Data

We are strong advocates of open-source and reproducible research.

In this project, we adapt some publicly available data sets into our spatiotemporal traffic data imputation and forecasting experiments. These data are in the form of multivariate time series matrix and multidimensional time series tensor.

Quick look

Working data sets

There are many well-suited real-world data sets (most of them are traffic data) that can be used to spatiotemporal data modeling tasks. Some are carefully selected as follows,

It is not difficult to use these data in your experiments. For example, if you want to view or use these data sets, please download them at the ../datasets/ folder in advance, and then run the following codes in your Python console:

import scipy.io

tensor = scipy.io.loadmat('../datasets/Guangzhou-data-set/tensor.mat')
tensor = tensor['tensor']

This is simple case on Guangzhou urban traffic speed data set. The traffic speed observations are formatted as a third-order tensor which is of size 214-by-61-by-144. Here, we have 214 road segments, 61 days, and 144 time steps in each day.

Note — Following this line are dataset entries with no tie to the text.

PR #2781, opened 2024-10-26
Include link to Supported Game Files when creating new game thread

Hexadigital:
Following from https://discord.com/channels/310192285306454017/1299607482842349608

Is it fine to use the raw emoji here or would something else be preferred? I noticed it was being used like this in resources/views/components/game/link-buttons/index.blade.php, but I wasn't sure if it'd be better to have \u{1F4BE} or similar.


app/Helpers/database/forum.php
```diff
@@ -317,6 +317,7 @@ function generateGameForumTopic(User $user, int $gameId): ?ForumTopicComment
 
     $topicPayload = "Official Topic Post for discussion about [game=$gameId]\n" .
         "Created " . date("j M, Y H:i") . " by [user={$user->User}]\n\n" .
+        "[b][url=https://retroachievements.org/linkedhashes.php?g=$gameId]💾 Supported Game Files[/url][/b]\n\n" .
```
wescopeland, line 320: This is a redirect URL. The current URL is `route('game.hashes.index', ['game' => $gameId])`.

Thanks for asking about the emoji. For the time being I think my preference would be no emoji or iconography associated with the link.

wescopeland (commented):
Hi @Hexadigital! Thanks for helping us knock this out.

app/Helpers/database/forum.php
Hexadigital: Oh whoops, I didn't even think about that. Let me adjust it real quick.

Hexadigital:
Thanks for the catch! I've updated my change to use the URL builder and removed the emoji.

wescopeland (approved):
Verified locally.

Note, in local environments `$hashesURL` will use an absolute path at `localhost`, which causes the redirect gate to be raised.

When manually changing the base URL to be `retroachievements.org`, this does not occur.

PR #2783, opened 2024-10-27
feat: migrate Create Ticket page to React

wescopeland:
This PR migrates the Create Ticket page's back-end to Laravel controllers and the page itself to React. Roughly 45% of this PR's diff is tests.

Screenshot 2024-10-27 at 5 23 11 PM

Behaviors I've verified:
* The `?extra`  param (and it's now covered by tests).
* Automatic prepopulation of all applicable fields.
* Duplicate ticket prevention & redirect to existing ticket.
* Unhelpful ticket description validation / warnings.
* Mobile support.

There are also a few behavior changes:

**All modal dialogs have been removed**
The text is now in-line in the form. This also has the side-effect of improving accessibility of the form.

Screenshot 2024-10-27 at 5 27 28 PM

**The Issue dropdown now has 3 choices**
There is a new strategically-placed third choice: "Triggered, but now showing as earned on the site". When selected, the submit button is disabled (the form is invalid) and the page yells at the user.

Screenshot 2024-10-27 at 5 28 15 PM

Screenshot 2024-10-27 at 5 28 51 PM

**The description field now has a template**
Similar to other structured messages, the description field now has a template which hopefully can serve as a mad-lib for helping users write better tickets. The user cannot submit the form if the field remains pristine.

Screenshot 2024-10-27 at 5 31 06 PM


resources/js/features/achievements/components/CreateAchievementTicketMainRoot/CreateAchievementTicketForm/GameHashSelectField.tsx
```diff
@@ -0,0 +1,81 @@
...
+          >
+            {t('Supported Game File')}
+          </BaseFormLabel>
+
+          <div className="flex w-full flex-col gap-1">
+            <BaseFormControl>
+              <BaseSelect
+                onValueChange={field.onChange}
+                defaultValue={field.value ? String(field.value) : undefined}
+              >
```
Jamiras, line 56: Is there some way to make this stretch full? It's weird to see it wrap when there's clearly more room on the right:
image

resources/js/features/achievements/components/CreateAchievementTicketMainRoot/CreateAchievementTicketForm/useCreateAchievementTicketForm.ts
```diff
@@ -0,0 +1,96 @@
...
+  hash: z.string().min(1),
+  description: z
+    .string()
+    .min(25, { message: 'Please be more detailed in your description.' })
+    .refine((desc) => !/(n'?t|not?).*(work|trigger)/i.test(desc), {
+      message: 'Please be more detailed in your description.',
+    })
+    .refine((desc) => !/(internet|wifi|connection|network)/i.test(desc), {
+      message: 'Do not open tickets for network issues.',
+    }),
```
Jamiras, line 28: This appears to completely prevent submission. There are times where "connection" or "network" might be appropriate to include in the description.

> I can't seem to unlock the connection between John and Jane in my social network.

resources/js/features/achievements/components/CreateAchievementTicketMainRoot/CreateAchievementTicketForm/useCreateAchievementTicketForm.ts
```diff
@@ -0,0 +1,96 @@
...
+  emulatorVersion: z.string().optional(),
+  core: z.string().optional(),
+  mode: z.enum(['hardcore', 'softcore']),
+  hash: z.string().min(1),
+  description: z
+    .string()
+    .min(25, { message: 'Please be more detailed in your description.' })
+    .refine((desc) => !/(n'?t|not?).*(work|trigger)/i.test(desc), {
+      message: 'Please be more detailed in your description.',
+    })
```
Jamiras, line 25: "doesn't work" may be valid. I think the old logic had a minimum length check too.

> This doesn't appear to work if you haven't been to see the king.

resources/js/features/achievements/components/CreateAchievementTicketMainRoot/CreateAchievementTicketForm/useCreateAchievementTicketForm.ts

In particular, if you are interested in large-scale traffic data, we recommend PeMS-4W/8W/12W and UTD19. For PeMS data, you can download the data from Zenodo and place them at the folder of data sets (data path example: ../datasets/California-data-set/pems-4w.csv). Then you can use Pandas to open data:

import pandas as pd

data = pd.read_csv('../datasets/California-data-set/pems-4w.csv', header = None)

For model evaluation, we mask certain entries of the “observed” data as missing values and then perform imputation for these “missing” values.

Data processing examples

  • London movement speed data set

Example code for processing movement speed as a multivariate time series data. This is indeed a spatiotemporal matrix which consists of 200,000+ road segments (i.e., 70,000+ road segments with different directions) and 30 x 24 time points. Note that this data set is downloaded from Uber movement project. For getting the data file movement-speeds-hourly-london-2019-4.csv, you need to choose city as London, product type as speeds, and time period as 2019 Quarter 2.

import numpy as np
import pandas as pd

data = pd.read_csv('../datasets/London-data-set/movement-speeds-hourly-london-2019-4.csv')

road = data.drop_duplicates(['osm_way_id', 'osm_start_node_id', 'osm_end_node_id'])
road = road.drop(['year', 'month', 'day', 'hour', 'utc_timestamp', 'segment_id', 'start_junction_id',
                  'end_junction_id', 'speed_mph_mean', 'speed_mph_stddev'], axis = 1)
tensor = np.zeros((road.shape[0], max(data.day.values), 24))
k = 0
for i in range(road.shape[0]):
    temp = data[(data['osm_way_id'] == road.osm_way_id.iloc[i])
                & (data['osm_start_node_id'] == road.osm_start_node_id.iloc[i])
                & (data['osm_end_node_id'] == road.osm_end_node_id.iloc[i])]
    for j in range(temp.shape[0]):
        tensor[k, temp.day.iloc[j] - 1, temp.hour.iloc[j]] = temp.speed_mph_mean.iloc[j]
    k += 1
    if (k % 1000) == 0:
        print(k)
mat = tensor.reshape([road.shape[0], max(data.day.values) * 24])
np.save('../datasets/London-data-set/hourly_speed_mat.npy', mat)

del data, road, tensor
import numpy as np
import pandas as pd

data = pd.read_csv('../datasets/Temperature-data-set/data.tsv', sep = '\t', header = None)
mat = data.values

num_month = 399
tensor = np.zeros((30, 84, 399))
for t in range(num_month):
    tensor[:, :, t] = mat[t * 30 + 1 : (t + 1) * 30 + 1, 1 :]

np.save('../datasets/Temperature-data-set/tensor.npy', tensor)
  • NYC data set

NYC bike data set is from Deep spatio-temporal residual networks for citywide crowd flows prediction (AAAI 2017).

[In]

import h5py

h5 = h5py.File('../datasets/NYC-data-set/nyc_bike.h5', 'r')
data = h5['data']
data.shape

[Out]

(4392, 2, 16, 8)
  • Benchmark data sets

For example, use the following code:

import numpy as np
from numpy import load

train = load('../benchmark/PEMSD4/train.npz')
val = load('../benchmark/PEMSD4/val.npz')
test = load('../benchmark/PEMSD4/test.npz')
dense_mat = np.append(np.append(train['x'][:, 0, :, 0], val['x'][:, 0, :, 0], axis = 0),
                      test['x'][:, 0, :, 0], axis = 0).T

This train.npz includes [x] and [y], and each is of size (10181, 12, 307, 2). There are 10181 time points, 12 hours, 307 road segments, and 2 parameters (i.e., speed and volume).